[LISTED ENTRIES — start]

PR #246, opened 2017-03-22
Local server login improvements

jaswilli:
* Adds a post-login attempt landing page that either displays the error or a link to the CLI docs.
* Handle the case where a user may deny consent.

### DIFF
--- a/globus_cli/helpers/local_server.py
+++ b/globus_cli/helpers/local_server.py
@@ -1,6 +1,5 @@
 import logging
 import os
-import ssl
 import threading
 
 try:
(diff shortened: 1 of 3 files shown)


globus_cli/helpers/local_server.py
```diff
@@ -40,38 +90,49 @@ def is_remote_session():
...
+                        'ascii'))
+                self.server.return_code(code)
+            else:
+                msg = query_params.get(
+                    'error_description', query_params.get('error'))
+
+                self.wfile.write(
+                    bytes(
+                        HTML_TEMPLATE.substitute(post_login_message=msg),
+                        'ascii'))
```
sirosen: On Python2, this blows up with `TypeError: str() takes at most 1 argument (2 given)`

Because 2-to-3 and encoding and reasons.

I think you can rely on `six.b` for this, but I'm not 100% sure. Checking that now.

sirosen:
With the py2 issue fixed, I think this is good to merge.

Issue #144, opened 2016-11-23
`task event-list` has a bad text output format


sirosen:
Right now, it tries to table-print its results. However, one of the columns it's printing is an arbitrary JSON blob, so it doesn't fit into the tabular format.
Furthermore, the table printing logic tries to use the maximum length of that field as the width of the column, which makes for a bad header as well.

We should probably do something other than the tabular format.
I can't think of a way of making that table work.

Ideally, it would be consistent in look and feel with the other non-tabular output which we produce.

sirosen:
This could be handled, maybe, by omitting that field from the results. It makes the text output kind of useless though...

sirosen:
@ranantha, is it okay to punt on this for 1.0?

We have no solution ready, and JSON output works fine.
(The output "works", but is so ugly as to be useless)

sirosen:
Discussed. Agreed that this can wait until post 1.0

PR #251, opened 2017-03-27
Replace all printing with new OutputFormatter

sirosen:
The `OutputFormatter` is intended to be a layer at which we control/dispatch on output types, styles, and apply all of the bells and whistles which we find necessary.

It replaces all calls to check the output format, and all direct prints.
Accepts several well-known strings to describe textual output formats, and converters and othersuch for handling inputs which don't match up with assumptions.
Text output can also be completely overwritten with custom strings, decorated with preambles and epilogs, or replaced with custom print functions.

JSON output is pretty simple, but does accept and use a json_converter func which transforms non-dict data into a dict. That lets us convert iterables and othersuch easily.

This is a necessary first stage of preparation for:
- jmsepath
- filtered/selectable table output

I don't know that I personally really believe in that second case, but jmsepath is definitely a real thing I want to add.

---

There's a murky distinction between initializing the formatter and calling it. Which options go where is not obvious to me, but it seems desirable to model this as a class? I'm open to discussion on whether or not this is the right way to go.

There may be simplifications to this which we can make. I added features as they became necessary, not following any grand plan.


sirosen:
Rebased to remove conflict with #253, and updated to fix the failing test (`transfer --dry-run` now respects `--format [text|json]`, so we have to specify `-F json` in the tests).

corpulentcoffee:
I'm OK with the approach overall, but I don't love the class-based interface.

Aside from `__init__`, the class has three public methods, of which only one is actually called publicly (`print_response`). Generally, callers are instantiating the class with some arguments, calling `print_response()` on the new instance with some other arguments, and then discarding it. The `commands.endpoint.is_activated` module is an exception that actually saves the instance and then calls `print_response()` in different ways conditionally.

As a caller to this, I think I would prefer just having `globus_cli.safeio` expose a single callable that combines the arguments that go to `__init__` with those that go to `print_response` (so I don't have to remember which ones go where) along with the various constants (e.g. `FORMAT_TEXT_TABLE`).

sirosen:
Yeah, I wasn't a huge fan of it and thought it was confusing by the time I was done with it. I wasn't certain enough that it needed fixing until seeing this feedback. It's been refactored into a helper, and is somewhat simpler.

This sprawling world of output handling could probably be tidied up even more on the inside, but I'm not sure how right now.

corpulentcoffee:
I didn't dig into why yet, but showing the details of a bookmark breaks in this PR:

```
$ globus bookmark show cc3fd750-e99f-11e6-b9b1-22000b9a448b
ddb59aef-6d04-11e5-ba46-22000b92c6ec:/~/

$ globus bookmark show cc3fd750-e99f-11e6-b9b1-22000b9a448b -v
ValueError: max() arg is an empty sequence
```
This is OK on `master`:

```
~$ globus bookmark show cc3fd750-e99f-11e6-b9b1-22000b9a448b
ddb59aef-6d04-11e5-ba46-22000b92c6ec:/~/

~$ globus bookmark show cc3fd750-e99f-11e6-b9b1-22000b9a448b -v
ID:          cc3fd750-e99f-11e6-b9b1-22000b9a448b
Name:        Home on Globus Tutorial Endpoint 1
Endpoint ID: ddb59aef-6d04-11e5-ba46-22000b92c6ec
Path:        /~/
```

sirosen:
Fixed that, and added a test for `bookmark show -v`. Unfortunately, that required a bit of work for testing bookmarks in general.
The error is something I can audit for in general -- failing to pass `fields` when requesting tabular or "record-like" output. (Aside: I don't love calling it "record", but that's what Steve called it a while back and I have no better name ready-to-hand.)

Ideally, we'd have tests that at least run every command with `-F text`, `-F json`, combined with `-v`, `-vv`, and `-vvv`. Even if I were about to go and write that, I don't want to muddle this PR with it.

sirosen:
> I can see us running into this over and over.

Agreed.

> Should we maybe add logic to the output formatter internals where `fields` that gets defaulted (empty) gets all fields (i.e., `named_fields = [(k, k) for k in res.data]`)?

This was my first instinct, but a moment of thought makes me think it could be wrong.
Not everything in `res.data` is guaranteed to serialize nicely. Imagine that default formatting applied to a list or object field. (more like #144 )

I think I'm going to go with errors if `fields` is absent.

sirosen:
If no fields are supplied and we have a text format which requires them, it's now an error.

I'm checking for other misses and haven't found any so far.

PR #253, opened 2017-03-27
Get identities

aaschaer:
Addresses #172

Default output is one resolved uuid or username per line in the same order as the inputs with "NO_SUCH_IDENTITY" for missing values.

Verbose is now tabular and json is unchanged.

### DIFF
--- a/globus_cli/commands/get_identities.py
+++ b/globus_cli/commands/get_identities.py
@@ -1,34 +1,36 @@
 import base64
 import uuid
-
 import click
 
 from globus_sdk import GlobusResponse
 
+from globus_cli.safeio import safeprint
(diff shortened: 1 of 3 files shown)


sirosen:
This matches up with what we discussed yesterday. Good to see test coverage expanding. Merging.

jaswilli:
Post-merge nitpick: If you're going to do whitespace/quote changes it's nice to do it in a standalone commit, otherwise it's hard to pick out the real changes in the diff.

sirosen:
Yes, that is true. Though I don't mind the occasional 1-2 line change sneaking in, there was a little bit much in this changeset.

Commits are practical artifacts which we use primarily to review changes. So, whatever makes them the most convenient for that purpose works.

PR #254, opened 2017-03-30
Support for JMESPath expressions via --jmespath

sirosen:
Possible now that #251 is merged.

This option takes a JMESPath expression, coerces the output format to JSON, and post-processes the output results with the given expression. Compilation happens at option callback evaluation time, so no calls are made if we're given a malformed expression.

Adds dependency on jmespath==0.9.2 (latest release)

Includes a couple of simple tests, nothing too fancy.

### DIFF
--- a/globus_cli/parsing/command_state.py
+++ b/globus_cli/parsing/command_state.py
@@ -1,5 +1,6 @@
 import warnings
 import click
+import jmespath
 
 from globus_cli import config
 from globus_cli.parsing.case_insensitive_choice import CaseInsensitiveChoice
@@ -16,6 +17,8 @@ class CommandState(object):
     def __init__(self):
         # default is config value, or TEXT if it's not set
         self.output_format = config.get_output_format() or TEXT_FORMAT
+        # a jmespath expression to process on the json output
+        self.jmespath_expr = None
         # default is always False
         self.debug = False
         # default is 0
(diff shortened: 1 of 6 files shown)


globus_cli/parsing/command_state.py
```diff
@@ -36,17 +39,35 @@ def is_verbose(self):
...
+        state.jmespath_expr = jmespath.compile(value)
+        return state.jmespath_expr
+
+    f = click.option(
         '-F', '--format',
         type=CaseInsensitiveChoice([JSON_FORMAT, TEXT_FORMAT]),
         help='Output format for stdout. Defaults to text',
         expose_value=False, callback=callback)(f)
+    f = click.option(
+        "--jmespath",
```
jaswilli: How about `--query, -q`?

sirosen: I don't really mind `--query`, but I worried that it might have bad optics on commands like `globus endpoint search` where "query" is a meaningful verb. Is that not a big deal or not as confusing as I worry?

The other thing on my mind with its naming is general skittishness about having a short option for this. JMESPath queries aren't for the faint hearted -- a malformed expression will blow up, sometimes rather opaquely. Should it have a short opt?

jaswilli: I really want the option to be `--jq` but there's the obvious problem with that...

I'd just prefer the option name to be short and easy to type. Typing `--jmespath` over and over doesn't sound fun.

sirosen:
I added the `--jq` alias. Convenience outweighs the slim potential for confusion here, IMO. No one seems to disagree strongly.

PR #255, opened 2017-04-03
Add --deadline option to transfer and delete.

aaschaer:
This is not currently documented in the [API docs](https://docs.globus.org/api/transfer/task_submit/) as far as I can tell, but came up in a support ticket for the SDK and is one less option we're missing from the hosted CLI.


sirosen:
I like the new `task_submission_options` sharing. Looks good.

PR #257, opened 2017-04-05
Revoke any previously existing tokens on login

aaschaer:
While writing login docs I realized that when using --force on login existing tokens were just being overwritten and not revoked.

Also removed some depreciated tokens that had a todo to remove them.

I accidentally revoked the clitester's tokens during a quick manual test (it worked), so there are some new ones here, if we don't want to make this change I'll make a quick PR to fix that.


sirosen:
No objection. I agree that we should revoke on `--force`d login.

PR #272, opened 2017-04-07
Fix task pause-info exit status

### LINKED ISSUE #260: Task pause-info has inconsistent exit codes
Take an unpaused task, e.g. a completed task.

`globus task pause-info TID -Ftext` will exit 1.
`globus task pause-info TID -Fjson` will exit 0.

Either both should exit 0 or both exit 1.

sirosen:
Even if a task is not paused, exit(0) when text printing. Otherwise, exit code differs by output format.
Fixes #260

### DIFF
--- a/globus_cli/commands/task/pause_info.py
+++ b/globus_cli/commands/task/pause_info.py
@@ -1,7 +1,7 @@
 import click
 
 from globus_cli.parsing import common_options, task_id_arg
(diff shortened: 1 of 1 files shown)


aaschaer:
Upon manual testing task pause-info is exiting with 0 as expected on un-paused tasks. Merging.

PR #276, opened 2017-04-10
fixed some broken links in index

teresas:
links were prefixed with globus_ but filenames were not, so links were broken on index page


aaschaer:
Ah, sorry for missing that. Merging.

[LISTED ENTRIES — finish]

• **ABOUT THIS EXERCISE**:
For every line above that includes the word "mind", return the line.

• **EXERCISE SOLUTION**:
Yes, that is true. Though I don't mind the occasional 1-2 line change sneaking in, there was a little bit much in this changeset.
sirosen: I don't really mind `--query`, but I worried that it might have bad optics on commands like `globus endpoint search` where "query" is a meaningful verb. Is that not a big deal or not as confusing as I worry?
The other thing on my mind with its naming is general skittishness about having a short option for this. JMESPath queries aren't for the faint hearted -- a malformed expression will blow up, sometimes rather opaquely. Should it have a short opt?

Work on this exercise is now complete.